→ ACTIVITY: Once you have checked the records that follow, state how many of their lines hold "json", giving the number only.
• • • • • • •
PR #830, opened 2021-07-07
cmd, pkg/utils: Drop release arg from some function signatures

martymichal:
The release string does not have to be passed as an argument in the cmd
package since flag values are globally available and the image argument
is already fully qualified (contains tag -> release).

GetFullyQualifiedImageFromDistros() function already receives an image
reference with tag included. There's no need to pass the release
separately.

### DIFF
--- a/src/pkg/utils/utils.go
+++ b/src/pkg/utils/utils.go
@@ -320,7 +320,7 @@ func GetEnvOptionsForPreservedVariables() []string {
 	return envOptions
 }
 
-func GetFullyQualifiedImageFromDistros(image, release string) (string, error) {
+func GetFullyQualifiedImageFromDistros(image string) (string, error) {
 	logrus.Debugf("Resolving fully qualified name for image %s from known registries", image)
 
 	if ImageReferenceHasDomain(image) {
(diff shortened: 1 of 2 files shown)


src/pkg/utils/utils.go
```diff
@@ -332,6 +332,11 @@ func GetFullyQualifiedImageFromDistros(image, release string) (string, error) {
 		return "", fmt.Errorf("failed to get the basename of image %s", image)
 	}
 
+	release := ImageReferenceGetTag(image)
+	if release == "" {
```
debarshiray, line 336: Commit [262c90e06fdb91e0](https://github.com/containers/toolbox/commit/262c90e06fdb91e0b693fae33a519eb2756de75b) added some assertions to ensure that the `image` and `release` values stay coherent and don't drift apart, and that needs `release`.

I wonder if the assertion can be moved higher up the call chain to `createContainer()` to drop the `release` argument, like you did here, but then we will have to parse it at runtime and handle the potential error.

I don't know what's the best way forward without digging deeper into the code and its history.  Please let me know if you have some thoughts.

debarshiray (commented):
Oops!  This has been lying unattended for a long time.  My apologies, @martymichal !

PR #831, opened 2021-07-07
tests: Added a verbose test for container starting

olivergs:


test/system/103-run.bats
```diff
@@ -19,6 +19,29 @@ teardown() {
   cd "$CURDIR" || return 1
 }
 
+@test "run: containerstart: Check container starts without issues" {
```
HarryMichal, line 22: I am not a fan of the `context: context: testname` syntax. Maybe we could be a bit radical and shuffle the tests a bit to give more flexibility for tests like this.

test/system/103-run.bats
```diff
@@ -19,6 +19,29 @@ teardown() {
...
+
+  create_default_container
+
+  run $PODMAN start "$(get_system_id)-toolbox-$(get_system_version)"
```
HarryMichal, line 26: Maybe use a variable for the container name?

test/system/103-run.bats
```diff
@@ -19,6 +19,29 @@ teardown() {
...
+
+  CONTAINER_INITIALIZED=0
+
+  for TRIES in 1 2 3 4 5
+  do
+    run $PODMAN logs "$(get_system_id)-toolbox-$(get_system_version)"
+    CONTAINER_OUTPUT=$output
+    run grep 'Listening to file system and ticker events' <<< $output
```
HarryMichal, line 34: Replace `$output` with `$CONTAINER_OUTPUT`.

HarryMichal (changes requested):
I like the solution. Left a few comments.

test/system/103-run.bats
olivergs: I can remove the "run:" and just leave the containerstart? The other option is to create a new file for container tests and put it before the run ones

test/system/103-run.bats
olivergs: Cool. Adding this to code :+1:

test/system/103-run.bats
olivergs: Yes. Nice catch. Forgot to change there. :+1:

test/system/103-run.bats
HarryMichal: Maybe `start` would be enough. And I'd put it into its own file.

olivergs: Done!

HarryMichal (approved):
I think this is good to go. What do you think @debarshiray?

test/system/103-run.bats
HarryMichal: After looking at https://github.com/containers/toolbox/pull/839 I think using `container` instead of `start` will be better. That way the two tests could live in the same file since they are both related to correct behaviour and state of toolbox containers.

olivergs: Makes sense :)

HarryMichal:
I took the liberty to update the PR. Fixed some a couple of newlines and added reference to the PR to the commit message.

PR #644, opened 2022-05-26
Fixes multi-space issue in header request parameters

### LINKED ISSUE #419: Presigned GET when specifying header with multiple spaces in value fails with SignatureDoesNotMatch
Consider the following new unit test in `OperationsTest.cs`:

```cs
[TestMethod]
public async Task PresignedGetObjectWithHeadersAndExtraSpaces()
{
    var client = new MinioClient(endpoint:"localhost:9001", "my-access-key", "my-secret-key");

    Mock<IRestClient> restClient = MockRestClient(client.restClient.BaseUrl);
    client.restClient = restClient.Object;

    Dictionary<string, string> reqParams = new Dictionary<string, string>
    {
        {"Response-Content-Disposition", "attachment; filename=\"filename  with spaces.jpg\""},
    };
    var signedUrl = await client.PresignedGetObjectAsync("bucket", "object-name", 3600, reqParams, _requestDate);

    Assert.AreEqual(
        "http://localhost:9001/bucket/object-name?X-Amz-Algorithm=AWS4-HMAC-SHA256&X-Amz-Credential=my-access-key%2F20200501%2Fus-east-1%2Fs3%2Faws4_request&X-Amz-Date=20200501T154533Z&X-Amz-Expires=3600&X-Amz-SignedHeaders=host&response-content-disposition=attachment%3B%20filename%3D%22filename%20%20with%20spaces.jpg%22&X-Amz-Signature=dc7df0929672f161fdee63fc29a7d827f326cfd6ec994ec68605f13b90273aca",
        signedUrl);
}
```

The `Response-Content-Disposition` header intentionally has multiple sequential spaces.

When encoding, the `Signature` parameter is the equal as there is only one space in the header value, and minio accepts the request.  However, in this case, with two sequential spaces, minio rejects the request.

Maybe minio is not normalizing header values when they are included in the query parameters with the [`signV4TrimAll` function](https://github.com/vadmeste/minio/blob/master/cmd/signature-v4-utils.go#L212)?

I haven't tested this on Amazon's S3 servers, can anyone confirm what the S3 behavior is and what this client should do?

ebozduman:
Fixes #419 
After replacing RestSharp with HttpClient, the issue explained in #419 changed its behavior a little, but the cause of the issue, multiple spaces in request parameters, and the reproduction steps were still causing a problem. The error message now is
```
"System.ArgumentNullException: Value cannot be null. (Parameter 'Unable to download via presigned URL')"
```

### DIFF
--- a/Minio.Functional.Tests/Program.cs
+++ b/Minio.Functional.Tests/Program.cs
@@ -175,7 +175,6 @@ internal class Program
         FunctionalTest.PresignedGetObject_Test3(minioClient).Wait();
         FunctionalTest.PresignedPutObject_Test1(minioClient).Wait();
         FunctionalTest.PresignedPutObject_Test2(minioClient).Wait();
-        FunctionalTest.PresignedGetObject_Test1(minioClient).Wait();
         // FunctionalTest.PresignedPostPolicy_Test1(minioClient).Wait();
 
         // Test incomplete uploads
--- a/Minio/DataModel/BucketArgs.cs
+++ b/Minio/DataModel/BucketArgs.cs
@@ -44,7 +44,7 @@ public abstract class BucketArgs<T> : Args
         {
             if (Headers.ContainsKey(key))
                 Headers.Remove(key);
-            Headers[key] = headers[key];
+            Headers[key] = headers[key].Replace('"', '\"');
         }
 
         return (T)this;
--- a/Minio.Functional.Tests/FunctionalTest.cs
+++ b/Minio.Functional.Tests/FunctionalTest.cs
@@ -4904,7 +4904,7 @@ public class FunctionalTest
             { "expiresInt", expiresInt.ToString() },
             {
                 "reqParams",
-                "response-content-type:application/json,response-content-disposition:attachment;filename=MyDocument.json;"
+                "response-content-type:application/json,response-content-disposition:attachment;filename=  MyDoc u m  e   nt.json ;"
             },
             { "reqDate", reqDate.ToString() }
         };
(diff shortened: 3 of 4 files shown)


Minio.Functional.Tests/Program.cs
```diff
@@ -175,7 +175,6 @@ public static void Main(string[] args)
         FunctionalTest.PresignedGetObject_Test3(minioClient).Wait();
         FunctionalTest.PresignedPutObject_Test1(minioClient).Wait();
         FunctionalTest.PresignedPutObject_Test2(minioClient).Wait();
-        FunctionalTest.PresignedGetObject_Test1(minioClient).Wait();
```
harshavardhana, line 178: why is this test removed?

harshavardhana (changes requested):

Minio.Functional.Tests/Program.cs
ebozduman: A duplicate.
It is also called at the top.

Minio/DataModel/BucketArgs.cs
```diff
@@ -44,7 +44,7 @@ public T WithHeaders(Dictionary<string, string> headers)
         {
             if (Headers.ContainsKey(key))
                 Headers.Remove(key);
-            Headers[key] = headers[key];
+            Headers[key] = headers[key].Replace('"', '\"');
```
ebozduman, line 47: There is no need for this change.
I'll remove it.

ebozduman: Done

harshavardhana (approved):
• • • • • • •
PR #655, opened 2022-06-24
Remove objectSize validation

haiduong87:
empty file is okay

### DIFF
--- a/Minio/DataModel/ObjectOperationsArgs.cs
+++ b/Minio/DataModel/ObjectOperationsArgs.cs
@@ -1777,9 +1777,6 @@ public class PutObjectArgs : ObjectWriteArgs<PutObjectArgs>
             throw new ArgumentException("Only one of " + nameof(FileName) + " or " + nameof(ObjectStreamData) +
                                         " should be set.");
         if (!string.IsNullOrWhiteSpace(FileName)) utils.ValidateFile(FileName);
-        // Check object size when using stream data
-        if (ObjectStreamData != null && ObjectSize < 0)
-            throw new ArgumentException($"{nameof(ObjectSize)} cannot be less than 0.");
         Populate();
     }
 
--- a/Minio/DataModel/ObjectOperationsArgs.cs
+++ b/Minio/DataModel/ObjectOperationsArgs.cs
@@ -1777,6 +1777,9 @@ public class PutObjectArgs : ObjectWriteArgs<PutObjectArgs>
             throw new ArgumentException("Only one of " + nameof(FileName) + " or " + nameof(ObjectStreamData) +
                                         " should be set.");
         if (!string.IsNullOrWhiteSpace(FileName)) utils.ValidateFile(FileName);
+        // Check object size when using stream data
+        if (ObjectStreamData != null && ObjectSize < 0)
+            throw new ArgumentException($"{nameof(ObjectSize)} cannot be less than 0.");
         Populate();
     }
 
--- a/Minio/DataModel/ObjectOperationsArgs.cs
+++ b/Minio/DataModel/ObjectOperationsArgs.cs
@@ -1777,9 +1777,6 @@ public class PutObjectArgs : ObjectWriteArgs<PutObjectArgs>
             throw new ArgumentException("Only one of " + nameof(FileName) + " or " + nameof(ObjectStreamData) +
• • • • • • •
→ WRITTEN REPLY: 2